Figure 4: Four-month trajectory excerpt illustrating device indicator dynamics, event effects, rolling means, personalized baselines, and exam anchoring.
Experimental Results
Thirteen baseline methods—spanning LLM w/ tools, DB-native agents, and memory-augmented RAG—are evaluated. DB agents consistently outperform Memory RAG baselines (DB: 48–58%, RAG: 30–38% accuracy), with the largest gap in Comparison and Explanation queries where structured temporal reasoning and multi-hop evidence attribution are requisite. LLM w/ tools demonstrate model-dependent variance (Gemini 3 Flash: 62.9%, GPT-5.2: 45.4%), driven by tool-use proficiency and prompt design.

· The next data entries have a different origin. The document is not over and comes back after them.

PR #227, opened 2025-12-29
Another stab at token expiry

aaronfay:
I _believe_ what's happening is when we prompt the user to "refresh media token" because it has expired, we don't _actually_ get new credentials, so the problem persists. This skips "window.refresh()" and actually just refreshes everything in-place, streamlining the UX a little.

If this goes well, I will probably turn this into an "auto-refresh" because it's automatically getting a new URL and actually updating wavesurfer without reloading the page, that would be an obvious next step.

### DIFF
--- a/.gitignore
+++ b/.gitignore
@@ -63,3 +63,30 @@ playwright-report/
 test-results/
 .env
 debug-*.png
+
+# Claude Flow generated files
+.claude/settings.local.json
+.mcp.json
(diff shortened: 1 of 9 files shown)


danielfay (approved):
A bit frustrating that the other try didn't fix it.

This looks good, if it fixes it then I totally agree that making the new URL behind the scenes is the way to go next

Accuracy degrades sharply across difficulty tiers: Easy (56–76%), Medium (23–72%), Hard (22–55%), confirming that harder tasks expose fundamental architecture limitations. Dimension-level breakdown shows Trend queries are easiest for LLMs (aggregation, time-series statistics), while Explanation remains the hardest overall.
Error analysis reveals systematic failures in temporal window alignment, indicator-level chunk retrieval, and evidence consolidation—especially in memory-based RAG—underscoring the importance of explicit temporal structures and structured access for longitudinal health workloads.
Implications and Future Directions
The ESL-Bench synthesis and evaluation framework demonstrates that structured temporal reasoning, rather than generic language understanding, is the principal bottleneck for longitudinal health agent architectures. DB-native agents leveraging explicit event–indicator graphs and structured APIs are far more robust for multi-hop queries and evidence attribution. Memory-based retrieval methods underperform, particularly when required to aggregate temporally distant chunks or resolve cross-source joins.
Practically, ESL-Bench provides an open, reproducible, and programmatically verifiable testbed for agent development, diagnostic evaluation, and benchmarking. Theoretical implications include a necessary-condition argument: failure modes under synthetic controlled dynamics are predictive of failures on real-world noisy data, thus agent architectures passing ESL-Bench are more likely to generalize, contingent on data fidelity.
Future developments may include: real-cohort calibration of event frequencies and indicator distributions, richer cross-indicator constraints (beyond noise factors), irregular device sampling and non-wear modeling, incremental partial-credit metrics, and multimodal expansion to imaging and free-text notes. Multilingual query support and more stringent privacy auditing are also critical.
Conclusion
ESL-Bench operationalizes explicit event-driven synthesis and evaluation for longitudinal health agents, bridging critical gaps in temporal reasoning diagnostics, interpretability, and ground-truth attribution. Empirical results reveal that architectures incorporating structured API access and event-driven graphs are superior for complex temporal tasks, with memory-augmented retrieval showing substantive deficits. The benchmark sets a scalable foundation for advancing health agent capabilities and driving research in temporally structured agent reasoning.